■ **Task instructions**
Please copy each line below that contains the string "extracting".
......
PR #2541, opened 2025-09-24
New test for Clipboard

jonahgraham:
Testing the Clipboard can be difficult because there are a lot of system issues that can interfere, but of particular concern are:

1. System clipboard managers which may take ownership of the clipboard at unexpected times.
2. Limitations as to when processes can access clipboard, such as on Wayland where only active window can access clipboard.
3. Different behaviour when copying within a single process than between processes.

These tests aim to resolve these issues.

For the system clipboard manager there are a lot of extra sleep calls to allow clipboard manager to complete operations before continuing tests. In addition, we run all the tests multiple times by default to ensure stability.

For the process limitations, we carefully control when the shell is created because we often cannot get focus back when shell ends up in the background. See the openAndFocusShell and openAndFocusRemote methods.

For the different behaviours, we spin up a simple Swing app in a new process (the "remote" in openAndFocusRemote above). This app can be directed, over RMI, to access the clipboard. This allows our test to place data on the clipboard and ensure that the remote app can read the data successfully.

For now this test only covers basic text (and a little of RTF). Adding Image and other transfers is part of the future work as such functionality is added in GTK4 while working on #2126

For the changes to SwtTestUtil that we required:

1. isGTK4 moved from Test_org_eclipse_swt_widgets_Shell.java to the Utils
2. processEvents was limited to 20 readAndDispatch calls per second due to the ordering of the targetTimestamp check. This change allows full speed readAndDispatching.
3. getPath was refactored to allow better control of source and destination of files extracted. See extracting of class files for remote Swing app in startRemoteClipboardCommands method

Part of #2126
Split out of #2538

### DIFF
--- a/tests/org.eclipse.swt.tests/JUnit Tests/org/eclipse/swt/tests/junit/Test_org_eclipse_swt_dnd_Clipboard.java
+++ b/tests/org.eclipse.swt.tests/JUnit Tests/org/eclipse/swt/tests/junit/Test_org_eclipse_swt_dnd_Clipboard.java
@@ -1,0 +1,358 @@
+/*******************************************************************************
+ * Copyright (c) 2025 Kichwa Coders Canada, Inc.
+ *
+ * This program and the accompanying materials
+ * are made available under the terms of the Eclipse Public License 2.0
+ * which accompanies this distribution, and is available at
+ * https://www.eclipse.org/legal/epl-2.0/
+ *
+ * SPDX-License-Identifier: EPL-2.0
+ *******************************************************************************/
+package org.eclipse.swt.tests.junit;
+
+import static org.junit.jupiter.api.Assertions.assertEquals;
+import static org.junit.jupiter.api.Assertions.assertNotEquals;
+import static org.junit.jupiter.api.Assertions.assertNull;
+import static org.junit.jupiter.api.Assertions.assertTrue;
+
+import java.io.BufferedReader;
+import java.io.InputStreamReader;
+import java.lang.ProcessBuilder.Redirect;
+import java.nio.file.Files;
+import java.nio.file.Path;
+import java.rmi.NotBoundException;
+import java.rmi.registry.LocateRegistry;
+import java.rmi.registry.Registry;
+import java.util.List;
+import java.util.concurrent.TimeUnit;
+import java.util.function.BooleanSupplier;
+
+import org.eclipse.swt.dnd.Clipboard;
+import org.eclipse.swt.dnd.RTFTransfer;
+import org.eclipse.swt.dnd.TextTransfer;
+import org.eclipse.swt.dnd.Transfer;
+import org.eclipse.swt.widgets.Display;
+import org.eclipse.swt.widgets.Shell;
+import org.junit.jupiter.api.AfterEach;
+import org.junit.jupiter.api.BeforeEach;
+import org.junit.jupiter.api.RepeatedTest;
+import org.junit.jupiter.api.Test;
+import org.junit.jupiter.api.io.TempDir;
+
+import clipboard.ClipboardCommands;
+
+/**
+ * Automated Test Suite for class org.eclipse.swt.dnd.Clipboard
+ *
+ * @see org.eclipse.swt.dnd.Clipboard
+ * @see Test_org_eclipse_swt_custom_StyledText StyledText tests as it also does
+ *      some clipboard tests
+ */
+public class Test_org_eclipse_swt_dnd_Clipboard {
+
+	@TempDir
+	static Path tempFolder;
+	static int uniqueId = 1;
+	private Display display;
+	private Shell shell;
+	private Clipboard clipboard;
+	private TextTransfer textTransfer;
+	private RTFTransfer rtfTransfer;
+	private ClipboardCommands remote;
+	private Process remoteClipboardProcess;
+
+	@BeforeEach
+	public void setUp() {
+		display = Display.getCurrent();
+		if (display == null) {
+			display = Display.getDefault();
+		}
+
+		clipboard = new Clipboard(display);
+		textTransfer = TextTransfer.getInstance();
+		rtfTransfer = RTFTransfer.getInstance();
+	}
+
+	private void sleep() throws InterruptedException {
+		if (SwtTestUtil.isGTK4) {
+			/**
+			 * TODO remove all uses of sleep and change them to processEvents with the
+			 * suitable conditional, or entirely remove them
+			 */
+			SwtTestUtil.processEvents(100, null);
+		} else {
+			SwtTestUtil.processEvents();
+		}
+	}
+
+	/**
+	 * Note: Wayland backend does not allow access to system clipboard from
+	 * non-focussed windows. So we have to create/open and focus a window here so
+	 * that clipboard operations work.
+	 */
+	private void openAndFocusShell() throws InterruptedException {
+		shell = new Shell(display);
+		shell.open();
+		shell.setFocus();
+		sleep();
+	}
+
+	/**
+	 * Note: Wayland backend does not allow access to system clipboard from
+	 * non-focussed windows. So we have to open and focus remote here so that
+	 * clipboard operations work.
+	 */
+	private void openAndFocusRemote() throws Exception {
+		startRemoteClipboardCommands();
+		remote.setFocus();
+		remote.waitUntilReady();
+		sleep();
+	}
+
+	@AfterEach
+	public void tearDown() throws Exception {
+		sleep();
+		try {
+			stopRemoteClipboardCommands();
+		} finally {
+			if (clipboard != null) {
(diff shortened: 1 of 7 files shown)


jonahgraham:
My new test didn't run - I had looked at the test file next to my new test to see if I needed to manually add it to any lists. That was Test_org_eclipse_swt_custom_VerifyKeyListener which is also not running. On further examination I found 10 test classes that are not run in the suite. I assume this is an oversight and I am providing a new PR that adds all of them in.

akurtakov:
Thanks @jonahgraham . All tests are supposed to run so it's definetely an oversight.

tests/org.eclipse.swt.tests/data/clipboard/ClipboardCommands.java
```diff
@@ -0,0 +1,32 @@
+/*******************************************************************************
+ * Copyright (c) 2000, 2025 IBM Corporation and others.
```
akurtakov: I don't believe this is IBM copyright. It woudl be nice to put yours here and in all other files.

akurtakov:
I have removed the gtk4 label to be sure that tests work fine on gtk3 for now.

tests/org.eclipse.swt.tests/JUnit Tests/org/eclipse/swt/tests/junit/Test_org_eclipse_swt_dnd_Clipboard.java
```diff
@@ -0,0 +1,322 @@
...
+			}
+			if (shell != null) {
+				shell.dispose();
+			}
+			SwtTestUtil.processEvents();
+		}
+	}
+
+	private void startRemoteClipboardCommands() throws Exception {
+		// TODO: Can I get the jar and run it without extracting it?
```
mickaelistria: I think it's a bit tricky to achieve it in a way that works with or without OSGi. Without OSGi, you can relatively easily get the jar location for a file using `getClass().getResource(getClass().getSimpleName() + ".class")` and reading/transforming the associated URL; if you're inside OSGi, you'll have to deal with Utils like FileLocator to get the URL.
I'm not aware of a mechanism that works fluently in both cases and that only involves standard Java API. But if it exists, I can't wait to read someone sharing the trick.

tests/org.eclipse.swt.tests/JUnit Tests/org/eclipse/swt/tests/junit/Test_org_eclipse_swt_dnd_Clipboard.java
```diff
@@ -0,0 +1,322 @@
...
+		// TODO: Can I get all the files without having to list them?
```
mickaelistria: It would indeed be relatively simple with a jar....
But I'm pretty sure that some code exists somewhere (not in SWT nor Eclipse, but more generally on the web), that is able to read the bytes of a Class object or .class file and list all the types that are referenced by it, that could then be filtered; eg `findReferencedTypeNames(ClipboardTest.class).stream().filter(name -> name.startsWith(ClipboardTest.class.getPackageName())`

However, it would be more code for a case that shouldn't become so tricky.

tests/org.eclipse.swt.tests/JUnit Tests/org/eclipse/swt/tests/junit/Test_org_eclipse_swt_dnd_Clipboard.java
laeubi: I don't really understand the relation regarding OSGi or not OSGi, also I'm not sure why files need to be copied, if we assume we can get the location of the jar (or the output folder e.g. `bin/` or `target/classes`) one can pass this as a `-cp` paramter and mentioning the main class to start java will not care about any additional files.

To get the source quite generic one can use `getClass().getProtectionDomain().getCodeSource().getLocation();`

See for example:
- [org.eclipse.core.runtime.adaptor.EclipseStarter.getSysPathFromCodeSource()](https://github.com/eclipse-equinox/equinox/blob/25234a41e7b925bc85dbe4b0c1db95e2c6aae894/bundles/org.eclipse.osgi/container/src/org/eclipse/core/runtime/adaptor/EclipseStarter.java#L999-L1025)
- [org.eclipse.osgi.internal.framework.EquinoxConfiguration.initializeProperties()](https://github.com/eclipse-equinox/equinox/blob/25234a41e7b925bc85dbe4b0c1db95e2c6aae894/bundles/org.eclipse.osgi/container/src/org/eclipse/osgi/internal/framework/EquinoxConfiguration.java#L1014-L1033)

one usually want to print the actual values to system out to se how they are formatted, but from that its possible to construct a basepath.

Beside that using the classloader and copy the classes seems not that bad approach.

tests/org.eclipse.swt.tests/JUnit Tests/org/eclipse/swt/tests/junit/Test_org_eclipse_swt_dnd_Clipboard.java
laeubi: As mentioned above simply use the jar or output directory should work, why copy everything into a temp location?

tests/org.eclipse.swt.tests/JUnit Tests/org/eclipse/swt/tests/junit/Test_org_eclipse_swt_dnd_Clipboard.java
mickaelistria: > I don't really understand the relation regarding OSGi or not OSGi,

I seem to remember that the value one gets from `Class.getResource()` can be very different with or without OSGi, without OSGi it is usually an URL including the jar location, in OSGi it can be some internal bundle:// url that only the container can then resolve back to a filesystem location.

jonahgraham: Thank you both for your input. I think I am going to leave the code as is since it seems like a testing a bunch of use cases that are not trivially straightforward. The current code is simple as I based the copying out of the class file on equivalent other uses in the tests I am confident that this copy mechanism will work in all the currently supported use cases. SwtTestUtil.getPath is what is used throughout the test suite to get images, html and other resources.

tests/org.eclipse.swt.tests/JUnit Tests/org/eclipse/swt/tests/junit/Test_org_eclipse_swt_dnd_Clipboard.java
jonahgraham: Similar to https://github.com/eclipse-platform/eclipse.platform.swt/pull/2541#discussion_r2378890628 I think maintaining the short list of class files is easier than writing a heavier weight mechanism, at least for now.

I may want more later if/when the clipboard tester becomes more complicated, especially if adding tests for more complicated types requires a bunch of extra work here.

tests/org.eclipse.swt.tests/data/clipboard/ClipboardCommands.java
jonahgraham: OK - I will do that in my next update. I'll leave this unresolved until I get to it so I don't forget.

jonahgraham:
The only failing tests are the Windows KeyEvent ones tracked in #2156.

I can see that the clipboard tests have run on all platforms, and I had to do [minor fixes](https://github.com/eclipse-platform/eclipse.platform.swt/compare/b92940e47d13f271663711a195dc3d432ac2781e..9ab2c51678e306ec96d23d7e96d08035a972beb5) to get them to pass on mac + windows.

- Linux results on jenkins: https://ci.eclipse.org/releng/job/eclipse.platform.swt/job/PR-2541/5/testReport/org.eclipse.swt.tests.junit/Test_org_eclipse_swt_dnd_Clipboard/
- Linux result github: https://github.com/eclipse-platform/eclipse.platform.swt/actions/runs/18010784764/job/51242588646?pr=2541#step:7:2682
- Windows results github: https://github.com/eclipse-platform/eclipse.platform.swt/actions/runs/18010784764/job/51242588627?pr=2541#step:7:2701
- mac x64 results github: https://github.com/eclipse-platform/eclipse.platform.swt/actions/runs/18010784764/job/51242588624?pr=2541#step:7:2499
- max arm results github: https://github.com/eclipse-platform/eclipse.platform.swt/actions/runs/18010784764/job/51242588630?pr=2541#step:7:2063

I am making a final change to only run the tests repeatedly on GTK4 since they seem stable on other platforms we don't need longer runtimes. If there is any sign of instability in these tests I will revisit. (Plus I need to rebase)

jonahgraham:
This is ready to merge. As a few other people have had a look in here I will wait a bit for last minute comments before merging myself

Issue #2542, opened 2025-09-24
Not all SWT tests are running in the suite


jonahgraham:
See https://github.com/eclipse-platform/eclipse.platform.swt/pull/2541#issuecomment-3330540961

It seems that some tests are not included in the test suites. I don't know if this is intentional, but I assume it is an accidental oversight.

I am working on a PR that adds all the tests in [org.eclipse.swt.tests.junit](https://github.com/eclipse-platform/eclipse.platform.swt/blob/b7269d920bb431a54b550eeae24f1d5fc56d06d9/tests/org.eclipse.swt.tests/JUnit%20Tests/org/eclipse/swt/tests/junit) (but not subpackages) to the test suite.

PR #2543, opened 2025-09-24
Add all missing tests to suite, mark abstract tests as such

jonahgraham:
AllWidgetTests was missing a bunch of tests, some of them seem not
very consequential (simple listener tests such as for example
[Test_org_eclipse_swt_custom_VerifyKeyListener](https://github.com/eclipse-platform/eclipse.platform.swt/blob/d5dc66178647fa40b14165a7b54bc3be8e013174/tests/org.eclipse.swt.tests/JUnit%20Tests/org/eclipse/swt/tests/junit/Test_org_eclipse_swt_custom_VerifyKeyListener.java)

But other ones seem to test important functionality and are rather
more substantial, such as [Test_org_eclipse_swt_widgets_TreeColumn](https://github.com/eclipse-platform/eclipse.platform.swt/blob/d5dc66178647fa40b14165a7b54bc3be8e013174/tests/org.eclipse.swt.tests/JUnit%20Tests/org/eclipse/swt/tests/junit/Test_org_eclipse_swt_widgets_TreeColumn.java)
......
■ **Response for this exercise**
3. getPath was refactored to allow better control of source and destination of files extracted. See extracting of class files for remote Swing app in startRemoteClipboardCommands method
+		// TODO: Can I get the jar and run it without extracting it?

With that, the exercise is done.